Fall 2024
Carleton College’s Women’s and Gender Studies in Europe (WGSE) program focuses on women’s, feminist, and LGBTQ+ issues across Western and East-Central Europe. Participants study feminist and queer theory, cross-cultural feminist methodology, and European situated feminisms and conduct independent research projects while traveling to the Netherlands (Utrecht and Amsterdam), Germany (Berlin), and the Czech Republic (Prague and Olomouc).
Program Highlights
- Exploring WGS issues in the Netherlands, Germany, and the Czech Republic comparatively.
- Participating in a week-long NOISE workshop, organized by Utrecht University’s Gender Studies and primarily attended by Master’s WGS students from European institutions.
- Moving beyond Western frameworks and learning about gender regimes and history of women’s emancipation in the former Eastern European bloc.
- Designing and carrying out independent research on an individualized topic within the WGS field. Independent Student Projects will combine in-person and remote interviews and research.
One of the principal goals of the program is a comparative exploration of Europe in its heterogeneity. The program’s focus is on bringing the margins to the center. Participants explore the diversity that is Europe from the perspectives of women and sexual and ethnic/racial minorities. Students learn about the historical and current day experiences of the citizens of Jewish, Afro-German, and Turkish backgrounds in Germany. The topics are addressed both through scholarly inquiry and situated empirical experience throughout the semester, framed through our discussions of post-colonial, feminist, and queer theories.
What does it mean to realize that some goals of the feminist second wave, such as reproductive rights, accessibility to higher education for women, or equal employment opportunities, were argued and achieved in much of the former Eastern bloc as part and parcel of the socialist doctrine?
How does the story of LGBTQ+ activism unfold in a social context where homosexuality and trans*sexuality have been discussed in a medical/sexological framework until very recently?
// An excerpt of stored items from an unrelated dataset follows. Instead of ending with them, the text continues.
PR #1475, opened 2020-04-15
Trip Status Modifier

### LINKED ISSUE #1474: Support CANCELED trips
We need to do the same as what is described here for Android:

https://github.com/OneBusAway/onebusaway-android/issues/1033

### LINKED ISSUE #1476: Memory hogging/leak
Occurs when pushing new `OBAArrivalAndDepartureViewController` from `OBAStopViewController`.

Screen Shot 2020-04-15 at 9 25 16 PM

ualch9:
Fixes #1474 
Closes #1476 

- [x] Add status property to OBATripStatusV2
- [x] UI reflects trip status
- [ ] Test with real production data

### DIFF
--- a/OBAKit/Models/unmanaged/OBAArrivalAndDepartureV2.m
+++ b/OBAKit/Models/unmanaged/OBAArrivalAndDepartureV2.m
@@ -156,6 +156,10 @@
 #pragma mark - Public methods
 
 - (OBADepartureStatus)departureStatus {
+    if (self.tripStatus.isCanceled) {
+        return OBADepartureStatusCanceled;
+    }
+
     if (!self.hasRealTimeData) {
         return OBADepartureStatusUnknown;
     }
--- a/OBAKit/Models/unmanaged/OBADepartureStatus.h
+++ b/OBAKit/Models/unmanaged/OBADepartureStatus.h
@@ -12,5 +12,6 @@ typedef NS_ENUM(NSUInteger, OBADepartureStatus) {
     OBADepartureStatusUnknown = 0,
     OBADepartureStatusEarly,
     OBADepartureStatusOnTime,
-    OBADepartureStatusDelayed
+    OBADepartureStatusDelayed,
+    OBADepartureStatusCanceled
 };
--- a/OBAKit/Models/unmanaged/OBATripStatusV2.h
+++ b/OBAKit/Models/unmanaged/OBATripStatusV2.h
@@ -21,6 +21,21 @@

These topics are framed through our discussions of post-colonial, feminist and queer theories, and they are explored through students’ self-designed field research.
Program Structure
Following an orientation to the program, WGSE participants begin a comparative study of Women’s and Gender Studies topics and issues in Utrecht/Amsterdam, Berlin, and Prague. Students come face to face with leading theories in WGS and have the opportunity to test their knowledge while working on their independent research projects. Participants attend lectures and take seminars with Director Iveta Jusová, PhD, as well as with NGOs, artists, activists, and professors from affiliated European universities, including Utrecht University, Humboldt University, Charles University, and Jagiellonian University.
Weekend excursions take students to the Texel Island (Netherlands), the Bad Saarow thermal mineral spa (Germany), and to Olomouc and Javoricske caverns in Moravia (the Czech Republic).
Accommodations and Meals
Students stay in private apartments, student dorms and home-stays throughout Europe. Specific accommodations will be detailed in information packets sent prior to students’ departure for the program. Typically, accommodations include the following: private apartments in Utrecht and Prague; home-stays in Berlin; and student dorms in Olomouc.
Students are given a stipend to purchase their own meals. They can eat out or purchase groceries to cook (in most accommodations). Because students often select their own places to eat, we can accommodate most diets.